Datone Jones is a dynamic force, regardless of where he lines up on the field. He could play over the nose if necessary or in a 3-technique in even fronts or as a 5-tech in odd fronts. His burst and acceleration off the ball stand out and it'll be what gets the 49ers attention. Jesse Williams would be a tremendous fit over the nose, replacing Sopoaga, given his strength, technique and ability play a one gap style or two gap style.
LINEBACKER The Draft Board
1st round OLB Damontre Moore, TAMU (6-4, 250) 3rd round OLB Corey Lemonier, Auburn (6-3, 255)
OLB Jamie Collins, S. Miss (6-3, 250) 5th round OLB Cornelius Washington, Georgia (6-4, 265)
The 49ers have the best linebacking corps in the NFL and that group doesn't hurt for much, if anything at all. But it would like to have some additional pressure players out on the edge. The 49ers drafted former Virginia star Cam Johnson last year, but like A.J. Jenkins, he didn't see the field at all, spending much of the year on the practice squad.
Damontre Moore has taken a significant hit this offseason, perhaps more than any other prospect, including Manti Te'o. That said, he doesn't have to start right away so he may work as a third-down rush option. The 49ers have the luxury of taking the best available player at that spot and finding him at No. 31 would be a coup. Corey Lemonier will have to adjust to playing up and Jamie Collins is more athlete than football player, yet both would have great value in the third round.
SECONDARY The Draft Board
1st round S Matt Elam, Florida (5-10, 208)

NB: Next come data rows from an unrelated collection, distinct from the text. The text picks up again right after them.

PR #4732, opened 2026-01-03
fix: deprecation warning and test precision

bbrewington:
## Summary

This PR addresses two minor issues:

1. Fix `url.parse()` deprecation warning

    Node.js shows a deprecation warning when running the project:
    `[DEP0169] DeprecationWarning: url.parse() behavior is not standardized and prone to errors...`

    This originates from the proxy-from-env dependency. Since we can't modify the dependency directly, this PR adds a patch-package patch that replaces the deprecated `url.parse()` with the WHATWG URL API (`new URL()`).

    **Relevant files changed**:
    - package-lock.json
    - package.json
    - patches/proxy-from-env+1.1.0.patch

2. Fix floating-point test precision in calculateRank.test.js

    The "beginner user gets B- rank" test fails with a 1 ULP (Unit in Last Place) difference:
    - `Expected: 65.02918514848255`
    - `Actual:   65.02918514848257`

    **Root cause analysis**: The test expectation was computed using a mathematically equivalent but floating-point-different formula than what the actual code produces:

    | Expression                         | Result            |
    |------------------------------------|-------------------|
    | Code: (1 - sum/12) * 100           | 65.02918514848257 |
    | Test expectation: 100 - 100*sum/12 | 65.02918514848255 |

    These are algebraically identical but produce different IEEE 754 results due to different intermediate rounding. Both values are correct to ~14 significant digits. The fix updates the expected value to match what the code actually computes.

    **Relevant files changed**:
    - tests/calculateRank.test.js

## Test Results
  - [x] All 242 tests pass
  - [x] ESLint passes
  - [x] Prettier check passes

### DIFF
--- a/package-lock.json
+++ b/package-lock.json
@@ -7,6 +7,7 @@
     "": {
       "name": "github-readme-stats",
       "version": "1.0.0",
+      "hasInstallScript": true,
       "license": "MIT",
       "dependencies": {
         "axios": "^1.13.1",
@@ -38,6 +39,7 @@
         "lint-staged": "^16.2.7",
         "lodash.snakecase": "^4.1.1",
         "parse-diff": "^0.11.1",
+        "patch-package": "^8.0.1",
         "prettier": "^3.7.3"
       },
       "engines": {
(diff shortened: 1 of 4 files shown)


bbrewington:
@anuraghazra just pinging as reminder of this PR.  This was also called out in the PR 4863 above (not using "#" because it's already related)

PR #4743, opened 2026-01-14
Add vercel_deployment_instruction.yaml file

Stewie-pixel:
This yaml file is for developers who can not display the github stats in their README file.

### DIFF
--- a/.gitignore
+++ b/.gitignore
@@ -1,5 +1,4 @@
 .vercel
-.env
 node_modules
 *.lock
 .idea/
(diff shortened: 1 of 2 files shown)


diogocouto18 (commented):
This doesn't actually add self-hosting instructions for this project — despite the filename, `vercel_deployment_instruction.yaml` contains Markdown (not valid YAML deployment config) that points users to an unrelated third-party fork (`Stewie-pixel/github-vercel-deployment`) and asks them to enter their personal GitHub token there.

I deployed my own instance on Vercel today directly from this repo (fork + `vercel deploy`, `PAT_1` env var) and it works fine without needing any third-party intermediary. Routing users' personal access tokens through an unrelated fork adds real risk for no benefit — I'd suggest closing this in favor of the existing self-hosting docs in the main readme, which already cover this correctly.

PR #4784, opened 2026-02-08
fix: prevent server crash when GitHub API returns null data

daniwebdevid:
### Description
Fixed a runtime error where the server would crash with `Cannot read properties of null (reading 'slice')`. This happens when the GitHub API returns null data (common during rate limits or internal API errors).

### Changes
- Added optional chaining and fallback empty arrays to `repoNodes` in fetchers.
- Ensured the app handles empty responses gracefully without crashing.

### Verification
- All 242 tests passed locally.
- Verified that the server no longer throws a 500 error when data is missing.

### DIFF
--- a/package-lock.json
+++ b/package-lock.json
@@ -3421,18 +3421,6 @@
         "url": "https://opencollective.com/eslint"
       }
     },
-    "node_modules/eslint/node_modules/@eslint/js": {
-      "version": "9.39.1",
-      "resolved": "https://registry.npmjs.org/@eslint/js/-/js-9.39.1.tgz",
-      "integrity": "sha512-S26Stp4zCy88tH94QbBv3XCuzRQiZ9yXofEILmglYTh/Ug/a9/umqvgFtYBAo3Lp0nsI/5/qH1CCrbdK3AP1Tw==",
-      "dev": true,
-      "engines": {
-        "node": "^18.18.0 || ^20.9.0 || >=21.1.0"
-      },
-      "funding": {
-        "url": "https://eslint.org/donate"
-      }
-    },
     "node_modules/eslint/node_modules/escape-string-regexp": {
       "version": "4.0.0",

S Eric Reid, LSU (6-0, 213)
S Kenny Vaccaro, Texas (6-0, 214) 2nd round S Jonathan Cyprien, FIU (6-0, 217)
CB Jamar Taylor, Boise St. (5-11, 192) 3rd round S Phillip Thomas, Fresno St. (6-1, 208)

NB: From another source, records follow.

PR #4714, opened 2025-12-25
feat: Add Cloudflare Workers support

biplavbarua:
# Cloudflare Workers Support

## Description
This PR enables `github-readme-stats` to be deployed on **Cloudflare Workers**. 

This is a strategic addition to address the "Deployment Paused" issues caused by Vercel's free tier limits. Cloudflare Workers provides 100,000 requests/day on its free tier, offering a robust alternative for the community.

## Changes
- **New Adapter Layer (`src/common/adapter.js`)**: Translates standard Request/Response objects to the Express-style `req`/`res` expected by existing handlers.
- **Worker Entry Point (`src/worker.js`)**: Handles routing and dispatches requests to the card generators using the adapter.
- **Wrangler Config (`wrangler.toml`)**: Configuration for Cloudflare deployment, using the `nodejs_compat` compatibility flag.
- **JSON Imports**: Updated `gist.js` and `wakatime.js` to use standard ES imports for JSON, replacing `createRequire` to support modern bundling.

## Verification
- Verified locally using `wrangler dev` (port 8787).
- Confirmed that routing to `/api` works and invokes the stats fetcher (returning error SVG when tokens are missing, which proves execution path).
- Existing tests passed.

## How to Test
1. `npm install`
2. `npm install -D wrangler` (if not present)
3. `npx wrangler dev`
4. Access `http://localhost:8787/api?username=anuraghazra`

Closes # (if applicable)

PR #4823, opened 2026-02-28
feat: Add Cloudflare Workers support + follow-up fixes

BBleae:
## Summary
- include Cloudflare Workers support from #4714
- fix runtime HTTP behavior to use native `fetch` in non-test environments
- normalize non-GraphQL HTTP errors into GraphQL-like `errors` shape
- lazily load worker routes after env injection
- preserve `NODE_ENV=test` in pat-info tests

## Context
This branch contains commit `1c4a4b5` from #4714 plus follow-up commit `727d211`.

I could not push to the original PR head branch (`biplavbarua:master`) due permissions, so this PR is opened as a replacement path for review.

Related: #4714

### DIFF
--- a/wrangler.toml
+++ b/wrangler.toml
@@ -1,0 +1,8 @@
+name = "github-readme-stats"
+main = "src/worker.js"
+compatibility_date = "2024-09-23"
+compatibility_flags = ["nodejs_compat"]
+
+[vars]
+# Add your PATs here or via `wrangler secret put`
+# PAT_1 = "..."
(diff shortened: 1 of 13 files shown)


wrangler.toml
```diff
@@ -0,0 +1,8 @@
+name = "github-readme-stats"
+main = "src/worker.js"
+compatibility_date = "2024-09-23"
```
harryzcy, line 3: Use a more recent date: `2026-06-16`

harryzcy:
Related issue: https://github.com/anuraghazra/github-readme-stats/issues/3433

PR #4880, opened 2026-05-07
Fix stats card label/value overlap for long labels

tuconnaisyouknow:
## Summary

This fixes a layout issue on the stats card `/api` where long labels such as `Total Commits (last
year):` could overlap the numeric value.

## Root cause

The value column used a fixed horizontal position, which was not robust enough for longer translated
labels or layouts with `show_icons=true` and `hide_rank=true`.

## Changes

- compute the required width from the rendered label/value text widths
- reserve a dedicated right-aligned value column
- grow the card width when the content requires more horizontal space
- add a regression test for long labels on the stats card

## Validation

- `npm run lint -- src/cards/stats.js tests/renderStatsCard.test.js`
- `node --experimental-vm-modules node_modules/jest/bin/jest.js tests/renderStatsCard.test.js tests/
api.test.js`

### DIFF
--- a/src/cards/stats.js
+++ b/src/cards/stats.js
@@ -16,68 +16,30 @@ const RANK_CARD_MIN_WIDTH = 420;
 const RANK_CARD_DEFAULT_WIDTH = 450;
 const RANK_ONLY_CARD_MIN_WIDTH = 290;
 const RANK_ONLY_CARD_DEFAULT_WIDTH = 290;
+const STAT_ROW_X = 25;
+const STAT_LABEL_X = 25;
+const STAT_FONT_SIZE = 14;
+const STAT_LABEL_VALUE_GAP = 28;
+const STAT_LABEL_WIDTH_BUFFER = 20;
+const STAT_VALUE_WIDTH_BUFFER = 12;
+const HIDE_RANK_VALUE_RIGHT_PADDING = 25;
+const RANK_CARD_VALUE_RIGHT_RESERVED_WIDTH = 145;
 
 /**
- * Long locales that need more space for text. Keep sorted alphabetically.
+ * Formats a stats card value the same way it is rendered in the SVG.
  *
- * @type {(keyof typeof wakatimeCardLocales["wakatimecard.title"])[]}
- */
-const LONG_LOCALES = [
-  "az",
-  "bg",
-  "cs",
-  "de",
-  "el",
-  "es",
-  "fil",
-  "fi",
-  "fr",
-  "hu",
-  "id",
-  "ja",
-  "ml",
-  "my",
-  "nl",
-  "pl",
-  "pt-br",
-  "pt-pt",
-  "ru",
-  "sr",
-  "sr-latn",
-  "sw",
-  "ta",
-  "uk-ua",
-  "uz",
-  "zh-tw",
-];
-
-/**
- * Create a stats card text item.
- *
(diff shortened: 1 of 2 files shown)


martin-mfg:
Hi, could you please show an example where text overlaps?

I have tried this, and it looks ok to me:
Martin&#39;s GitHub Stats, Rank_ B

tuconnaisyouknow:
> Hi, could you please show an example where text overlaps?
> 
> I have tried this, and it looks ok to me: Martin&apos;s GitHub Stats, Rank_ B

Hi yes, here is a screenshot with the second line and the last line where text overlaps.
2026-06-05-141413_hyprshot

martin-mfg:
In your GitHub profile it looks like you're using `https://github-stats.fayou.cloud/api?username=tuconnaisyouknow&show_icons=true&theme=rose_pine&hide_border=true&hide_rank=true`. I guess you made some changes to the card design on your instance? If so I can't help with that. Otherwise please provide a sample url with overlapping text from https://github-readme-stats.vercel.app/, https://github-stats-extended.vercel.app/ or https://github-readme-stats-fast.vercel.app/.

tuconnaisyouknow:
> In your GitHub profile it looks like you're using `https://github-stats.fayou.cloud/api?username=tuconnaisyouknow&show_icons=true&theme=rose_pine&hide_border=true&hide_rank=true`. I guess you made some changes to the card design on your instance? If so I can't help with that. Otherwise please provide a sample url with overlapping text from https://github-readme-stats.vercel.app/, https://github-stats-extended.vercel.app/ or https://github-readme-stats-fast.vercel.app/.

In my GitHub profile, I use my own instance of `github-readme-stats`, where I already fixed the bug that this pull request addresses.

The bug used to happen with this exact URL, in case you want to reproduce it:

`https://github-readme-stats.vercel.app/api?username=tuconnaisyouknow&hide_title=true&hide_rank=true&show_icons=true&count_private=true&disable_animations=false&theme=rose_pine&locale=en&hide_border=true`

martin-mfg:
> The bug used to happen with this exact URL, in case you want to reproduce it:

> https://github-readme-stats.vercel.app/api?username=tuconnaisyouknow&hide_title=true&hide_rank=true&show_icons=true&count_private=true&disable_animations=false&theme=rose_pine&locale=en&hide_border=true

For reference, here's the result. I don't see any overlaps in Edge or Firefox:
stats_card_firefox

If you do, do you use any customizations or addons in your browser which might cause this?

tuconnaisyouknow:
> > The bug used to happen with this exact URL, in case you want to reproduce it:
> 
> > https://github-readme-stats.vercel.app/api?username=tuconnaisyouknow&hide_title=true&hide_rank=true&show_icons=true&count_private=true&disable_animations=false&theme=rose_pine&locale=en&hide_border=true
> 
> For reference, here's the result. I don't see any overlaps in Edge or Firefox: stats_card_firefox
> 
> If you do, do you use any customizations or addons in your browser which might cause this?

Yeah, this is probably specific to my environment. I'm running Arch Linux with Hyprland, using Brave and JetBrains Mono Nerd Font, so there may be some rendering differences compared to more common setups.

That said, I don't think this change introduces regressions for cases where it already worked before. From my testing, the fix preserves the existing behavior while also covering cases that previously rendered incorrectly, so it should remain safe even if this turns out to be environment-specific.

PR #4882, opened 2026-05-10
docs: add Coolify/Nixpacks self-hosting guide

saadih:
Add a `nixpacks.toml` and accompanying readme section so users can self-host github-readme-stats on Coolify (or any other Nixpacks-based platform) via the Public Git Repository option.

The `nixpacks.toml` pins Node.js 22, installs all dependencies, and starts the Express server. Because dev dependencies aren't pruned, `express` (which lives in `devDependencies`) is available at runtime, so the existing `package.json` doesn't need to change.

This complements (rather than replaces) the existing **On other platforms** instructions, which remain accurate for users on platforms that prune dev deps and need to move `express` manually.

### Files changed
- `nixpacks.toml` (new), 7 lines
- `readme.md`, adds an `On Coolify via Nixpacks` section plus a TOC entry

### Tested locally
- `npm ci --ignore-scripts` installs cleanly (593 packages, no errors)
- `node express.js` boots on the configured `PORT`
- All 5 API routes (`/api`, `/api/pin`, `/api/top-langs`, `/api/wakatime`, `/api/gist`) respond with HTTP 200 and valid SVG

### DIFF
--- a/nixpacks.toml
+++ b/nixpacks.toml
@@ -1,0 +1,8 @@
+[phases.setup]
+nixPkgs = ["nodejs_22"]
+
+[phases.install]
+cmds = ["npm ci --ignore-scripts"]
+
+[start]
+cmd = "node express.js"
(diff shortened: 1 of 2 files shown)


msndrbzyd-beep (commented):
F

S DJ Swearinger, S. Carolina (5-11, 208)
CB Dwayne Gratz, UConn (5-11, 201) 4th round CB/S Tyrann Mathieu, LSU (5-9, 178) 5th round CB DJ Hayden, Houston (5-11, 191) 6th round S Cody Davis, Texas Tech (6-2, 204)
Heading into the offseason it was clear that the 49ers had some work to do to make the secondary better for the 2013 season. Then the team lost free agent S Dashon Goldson and that work became that much more difficult. Matt Ryan and Joe Flacco each had impressive performances against the 49ers' back four and that was with Goldson in the lineup. With Tarell Brown and Carlos Rogers on the corners, the team is adequate on the edge, but not good enough to keep the team from drafting players to compete for playing time. Furthermore, with Goldson now gone, the team needs immediate help at safety.

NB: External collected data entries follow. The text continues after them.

Issue #3851, opened 2024-07-17
Public deployment paused


shivpat09:
### Describe the bug

So the commands that have been set to show the most used languages or commits and stuff seem to not be working. They come up as the name of the image in blue text with the weird image icon next to it.

### Expected behavior

I expected the charts and data to pop up like normal, or as it is shown in the README.

### Screenshots / Live demo link

![image](https://github.com/user-attachments/assets/fb9ab0bd-0a02-4a73-a0e8-72e503a870e3)

justinvforvendetta:
same here.

PLeonLopes:
Same here, probably cooking an update 👀

CoolCat467:
If you hit https://github-readme-stats.vercel.app/, we get a `DEPLOYMENT_PAUSED` response code.

shivenpatel399:
Ok, that makes sense. Sorry if I caused any trouble, I tried this stats thing for the first time yesterday, so I don't know much about it.

afan0918:
same here

kpryu6:
same here..

qwerty541:
Hey guys! Thanks for your reports. Looks like something was happened with Vercel account of Anurag since each request returns the page on screenshot. Unfortunately only Anurag has access to the account, I sent him a message, now waiting for his response. If you want to make your cards work right now, then you can [deploy your own Vercel instance](https://github.com/anuraghazra/github-readme-stats?tab=readme-ov-file#on-vercel).

![Снимок экрана от 2024-07-18 05-17-20](https://github.com/user-attachments/assets/27bcfab2-e771-4312-be4e-e2d37e398f31)

skson0x6ab:
same here

hootyhoot:
> Hey guys! Thanks for your reports. Looks like something was happened with Vercel account of Anurag since each request returns the page on screenshot. Unfortunately only Anurag has access to the account, I sent him a message, now waiting for his response. If you want to make your cards work right now, then you can [deploy your own Vercel instance](https://github.com/anuraghazra/github-readme-stats?tab=readme-ov-file#on-vercel).
> 
[...]

PR #4884, opened 2026-05-16
fix: replace deprecated #gh-dark-mode-only fragments with <picture> element in Responsive Card Theme preview

Gilmoursa:
## What

Two locations in the README had broken images caused by the deprecated `#gh-dark-mode-only` / `#gh-light-mode-only` URL fragment syntax, which GitHub no longer renders:

1. The preview at the top of the **Responsive Card Theme** section (had an additional malformed double anchor in the link href, e.g. `#responsive-card-theme#gh-dark-mode-only`)
2. The live example inside the **"Use GitHub's theme context tag"** `<details>` block

## Fix

Replaced both instances with `<picture>` elements using `prefers-color-scheme` media queries — the same approach the README itself documents as the correct modern method in the **"Use GitHub's new media feature"** subsection.

The catbox.moe screenshots in the Vercel setup guide were also audited and confirmed still live (all returning HTTP 200).

## Testing

Verified locally that the `<picture>` syntax matches the working examples already present in the **"Use GitHub's new media feature"** subsection.

### DIFF
--- a/readme.md
+++ b/readme.md
@@ -234,8 +234,17 @@ You can use [GitHub's theme context](https://github.blog/changelog/2021-11-24-sp
 <details>
 <summary>:eyes: Show example</summary>
 
-[![Anurag's GitHub stats-Dark](https://github-readme-stats.vercel.app/api?username=anuraghazra\&show_icons=true\&theme=dark#gh-dark-mode-only)](https://github.com/anuraghazra/github-readme-stats#gh-dark-mode-only)
-[![Anurag's GitHub stats-Light](https://github-readme-stats.vercel.app/api?username=anuraghazra\&show_icons=true\&theme=default#gh-light-mode-only)](https://github.com/anuraghazra/github-readme-stats#gh-light-mode-only)
+<picture>
+  <source
+    srcset="https://github-readme-stats.vercel.app/api?username=anuraghazra&show_icons=true&theme=dark"
+    media="(prefers-color-scheme: dark)"
+  />
+  <source
+    srcset="https://github-readme-stats.vercel.app/api?username=anuraghazra&show_icons=true"
+    media="(prefers-color-scheme: light), (prefers-color-scheme: no-preference)"
+  />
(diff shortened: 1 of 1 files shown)


martin-mfg:
Thanks for the PR, but it seems the problem with the mentioned images is not the dark-mode/light-mode fragment. The problem is that the [server is down](https://github.com/anuraghazra/github-readme-stats/issues/3851) and doesn't serve any images. We can see e.g. [here](https://github.com/stats-organization/github-stats-extended/blob/master/docs/advanced_documentation.md#responsive-card-theme) that the dark-mode/light-mode fragments work.

Or did I miss something?

Gilmoursa:
Good catch on the server outage — you're right that the preview images are currently broken because of that, not purely the fragment syntax. That said, GitHub's documentation does explicitly mark `#gh-dark-mode-only` / `#gh-light-mode-only` as deprecated in favor of the `<picture>` element, so the fix is still valid as a proactive cleanup even if the images won't render until the server is back up. Happy to close if the project prefers to hold off until the deployment situation is resolved.

martin-mfg:
Good point. I agree that we should anyway recommend the `<picture>` approach.

I have created [a PR](https://github.com/stats-organization/github-stats-extended/pull/260) in [github-stats-extended](https://github.com/stats-organization/github-stats-extended/). Because maintenance of this project has moved to https://github.com/stats-organization/github-stats-extended (see https://github.com/anuraghazra/github-readme-stats/issues/3851#issuecomment-3738281321 for context).

> GitHub's documentation does explicitly mark `#gh-dark-mode-only` / `#gh-light-mode-only` as deprecated

Could you point me to this documentation please?

Gilmoursa:
Sorry for the overstatement. It's not explicitly deprecated. The sources I was using were third-party blog posts, not GitHub's docs. The <picture> approach is what GitHub recommends as the modern method, but it's not deprecated. 
https://docs.github.com/en/get-started/writing-on-github/getting-started-with-writing-and-formatting-on-github/quickstart-for-writing-on-github#adding-an-image-to-suit-your-visitors

PR #4895, opened 2026-06-08
add deprecation notice to readme

martin-mfg:
As discussed with @rickstaa, this PR adds a deprecation notice to the readme.

You can preview the updated readme [here](https://github.com/stats-organization/github-readme-stats/tree/maintenance-note?tab=readme-ov-file#github-readme-stats).

-----

The readme is quite long, so users might overlook if there's just a 3-line note at the top. The readme also contains calls to action like "Report Bug" at the top, which sounds like the project is actively maintained. To avoid confusion and draw attention to the deprecation notice I moved most of the existing documentation into a expandable section.
Inside an expandable section, GitHub's "warning" sections etc. don't work. So I recreated them with an emoji and a border. If you prefer a different way of changing the readme, please let me know.

### DIFF
--- a/readme.md
+++ b/readme.md
@@ -30,6 +30,16 @@
   </a>
 </p>
 
+<p align="center">Love the project? Please consider <a href="https://www.paypal.me/anuraghazra">donating</a> to support the original creator!</p>
+
+> [!CAUTION]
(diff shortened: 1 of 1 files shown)


rickstaa (approved):
@martin-mfg Since this repository has not been actively maintained for some time and the project is still widely used, I think it makes sense to merge this README update so users have a clear path forward.

I have previously tried to discuss moving the repository to an organization and giving you and the other maintainers sufficient permissions, but that has not moved forward yet. This change should help users in the meantime while avoiding continued confusion around the current maintenance status.

@anuraghazra, if you would prefer a different approach, please feel free to revert or adjust this change. If you could set up the appropriate permissions for @martin-mfg and the other maintainers so they can continue working from the upstream repository, that would also be a good outcome.

PR #4930, opened 2026-09-21
Add manual offset env vars for stats not visible to the deploy token

joe-sharp:
Add EXTRA_COMMITS/EXTRA_PRS/EXTRA_PRS_MERGED/EXTRA_REVIEWS/EXTRA_ISSUES, following the existing EXCLUDE_REPO pattern. These let a self-hosted instance add contribution counts from orgs its GitHub token can't (or shouldn't) read directly, such as an employer org where granting the public-facing deploy token SSO access to private repos isn't desirable. Each defaults to 0, so behavior is unchanged unless set.


joe-sharp:
Sorry for the noise. Meant for this to go to my fork

PR #491, opened 2016-05-06
Fix log message with not enough arguments in utils_net.py

olavphibm:
Regression introduced in commit b0679df699289180287e379834815dcfdbac0f67


will-Do:
ACK

PandaWei:
ACK and Merge, Thanks @olavphibm @will-Do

Matt Elam is the best football player on this board, but he doesn't have the physical measurables of the other safeties in this class. He can strike, but he's an excellent tackler as well. Still, his biggest attributes are his awareness and football IQ. Against Texas A&M, he was free in coverage and noticed that a cornerback had missed the call to play man coverage. Elam sprinted over to cover the wide open receiver and knocked down a sure TD pass in a three-point win. Also keep an eye on Jonathan Cyprien, although he's better closer to the line of scrimmage than in deep coverage.